Humane, Rabbit-resistant Landscaping Tips

By Evelyn Long

Rabbit-resistant landscaping

Rabbits are adorable, fuzzy creatures. Easter wouldn’t be the same without them, and many pet owners marvel at how intelligent and trainable these creatures can be. However, they have a dark side, costing approximately $600 million in crop damage for farmers annually.

This effect might not be nearly as dramatic for homeowners, but it can still mess with their gardens and flower beds. As cute as bunnies might be, their place is in the forest and field. Help homeowners keep their property safe with these humane, rabbit-resistant landscaping tips.

1. Make a munchable buffer zone

Keeping rabbits out of a vegetable garden can seem like a task akin to mucking the Augean stables. Before getting in the weeds with rabbit prevention, perhaps it’s time to consider the path of least resistance by building gardens and landscapes that coexist with nature.

Rabbits adore foods such as clover, lettuce and carrots. The easiest course could be to share. Plant a buffer zone of clover and other nibble-friendly plants around the other species that need protection, then incorporate some of the tips below — such as wire or physical barriers — to further guard homeowners’ favorite plants.

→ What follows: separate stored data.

PR #1672, opened 2018-09-23
Add lots more fun output to nbench

rkimballn1:
Directory processing now supports all options, so you can dump statistics on a directory.
Added types used to statistics output.
You can now run multiple options, like --statistics and -b at the same time and get output for all.


src/tools/nbench/nbench.cpp
```diff
@@ -269,117 +287,123 @@ OPTIONS
...
+    for (const string& model : models)
     {
-        shared_ptr<Function> f = deserialize(model);
+        cout << "\n============================================================================"
+                "\n";
+        cout << "---- Processing '" << model << "'\n";
+        cout << "============================================================================\n";
+        if (visualize)
+        {
+            shared_ptr<Function> f = deserialize(model);
```
csullivan: Is it desired behavior for nbench to not catch this exception:

```
terminate called after throwing an instance of 'std::runtime_error'
  what():  Error parsing json at node 'ScalarConstantLike_7958'
Aborted
```

Possible alternative: catch and log the throw, move to the next model and report the error at-exit.

PR #1675, opened 2018-09-24
add DropOut op and stub to Documentation ToC

indie:


indie:
Also adding @crlishka since I think we can debug broken doc search by adding the `python3-sphinx` package to apt-get commands as described in the latest Sphinx docs: http://www.sphinx-doc.org/en/master/usage/installation.html#linux

This is a fairly recent change to their process, might be what is breaking our search.

contrib/docker/Dockerfile.ngraph.centos74
```diff
@@ -23,14 +23,15 @@
 FROM centos:7
 
 # Added install for perl Data::Dumper to avoid a compile error
+# Sphinx docs specify python-sphinx package
```
indie: for CentOS, that is.

doc/sphinx/source/ops/drop_out.rst
```diff
@@ -0,0 +1,70 @@
...
+   DropOut  // DropOut operations
+
+Description
+===========
+
+.. TODO
+
+Inputs
+------
+
```
diyessi: Let's remove the content of these boxes and the mathematical definition so we're not defining.
Maybe we could have a default stub page so we don't accidentally pull in other op doc.

indie: Good idea.  I was thinking it might be easier to write LaTEX kind of math when you have an example there already, but might just be confusing

indie:
Adding @DawnStone

indie:
Adding @aprocter in case changes to checklist are needed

2. Keep grassy areas trimmed short

Rodents and other small animals like rabbits look for long grasses to build warm nests for winter, meaning they can survive, multiply and feast on freshly planted flowers in the spring. Lawn maintenance is still important throughout the fall to keep grasses trimmed so rabbits know to look elsewhere for a cozy home.

Homeowners can also look into more sculpted or hardscaping options close to their home to make maintenance less time intensive. Replace expanses of lawn with garden beds by placing heavy-duty mulch to house decorative rocks and plants. This means less mowing and more attractive curb appeal to boot.

3. Look for rabbit-repelling plants

Why not keep the family food stash fresh by taking a layered approach? Just as rabbits adore some foods, they shun others. Therefore, consider planting a barrier of plants they don’t like behind nibble rows, dividing usable produce from that shared with woodland kin.


Consider some of the following species, which also add beauty to the garden:

  • Foxgloves: This plant, from which scientists derive the heart medicine digitalis, does double duty in the garden. It repels rabbits while drawing bees and other pollinators, letting them work their magic on crops.
  • Lavender: This plant is heavenly when dried and placed in a pillowcase to help aid sleep. It also makes a relaxing tea for the evening while keeping bunnies at bay.
  • Mint: Mint is a useful herb homeowners can use in cooking.
  • Rosemary: This edible plant also contains antimicrobial properties for treating minor cuts and abrasions.

4. Create physical barriers

Physical barriers can also keep bunnies at bay. The most common is chicken wire fencing. It’s readily available and relatively inexpensive. Wrap it around plants to keep bunnies from munching — they’ll often find ways under a full perimeter fence.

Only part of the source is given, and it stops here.